# The problem:
Tally every line in the listing that holds the string "installer", then state the total and nothing more.

[Record set — start]

PR #204, opened 2020-04-13
DNM: trace foundation configuration

compnerd:


compnerd:
Not digging into this currently, going to close this off for now.

PR #205, opened 2020-04-14
android: force configuration

compnerd:
For some reason the `CMAKE_HAVE_LIBC_PTHREAD` is failing on the builder.
Force the setting to repair the build.


compnerd:
Seems to to be better than before, will have to address the x86 failure separately.

PR #230, opened 2020-05-16
Typo

save-buffer:


compnerd:
Thanks @save-buffer!  I still type gud :-p

PR #233, opened 2020-05-19
CI: attempt to update ICU to to 67.1

compnerd:
Update the ICU build to 67.1 experimentally.  If this actually repairs
the ICU build, it may be valuable to jump to it.


compnerd:
There are a number of issues on the CI currently, I think that the complexity of trying to get this right rather than fixing forward is higher.  At this it will make it possible to bring up individual targets without re-building everything. 

This is probably going to impact the Swift 5.2 builds which need ICU-64

PR #210, opened 2024-05-20
hotfix: `write-flash` command

mattjperez:
This fixes the issues with `write-flash` and `--monitor` mentioned [here](https://github.com/viamrobotics/micro-rdk/pull/204#issuecomment-2120965559).

command should now work as expected. 

Note: the previous app-image and new app-image must both be from the same variant of `examples`, ie `esp32-with-cred`.
Since we publish `esp32-with-cred`, if the old app image was build manually with `make build-esp32-bin`, the `monitor` will show an error such as 
```
I (16) esp32_server_with_cred::esp32: load vars from NVS...
I (32) esp32_server_with_cred::esp32: get namespace...
I (33) esp32_server_with_cred::esp32: loading creds...
I (34) esp_idf_svc::nvs: EspNvs dropped
I (38) esp_idf_svc::nvs: NvsDefault dropped
thread 'main' panicked at examples/esp32-with-cred/esp32-server-with-cred.rs:159:45:
called `Result::unwrap()` on an `Err` value: NVSKeyError("WIFI_SSID")
```

This should not happen once #209 is merged though.

### DIFF
--- a/micro-rdk-installer/src/main.rs
+++ b/micro-rdk-installer/src/main.rs
@@ -33,6 +33,7 @@ const APP_IMAGE_PARTITION_NAME: &str = "factory";
 // taken from `espflash::cli::ReadFlashArgs` default values
 const DEFAULT_BLOCK_SIZE: u32 = 0x1000;
 const DEFAULT_MAX_IN_FLIGHT: u32 = 64;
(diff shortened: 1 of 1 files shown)


npmenard (approved):
LGTM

[Record set — finish]

# Exercise response:
2